= Task prompt =
Each line that includes "containers" must be copied from the records.

Saved data entries:
PR #398, opened 2024-03-06
Allow passing scalars (and containers of scalars) to `DirectDiscretizationConnection`

majosm:
`project(...)` in grudge currently fails when passed an object array of numbers, because it only checks whether the entire input is a number ([code](https://github.com/inducer/grudge/blob/4cab8a846c447bbcd48f2872eb476d77a6bd9840/grudge/projection.py#L81)), not whether it's an array container of them. Checking down inside `DirectDiscretizationConnection` instead fixes that.

### DIFF
--- a/meshmode/discretization/connection/direct.py
+++ b/meshmode/discretization/connection/direct.py
@@ -596,7 +596,10 @@ class DirectDiscretizationConnection(DiscretizationConnection):
 
         # {{{ recurse into array containers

= Exercise answer =
Allow passing scalars (and containers of scalars) to `DirectDiscretizationConnection`
         # {{{ recurse into array containers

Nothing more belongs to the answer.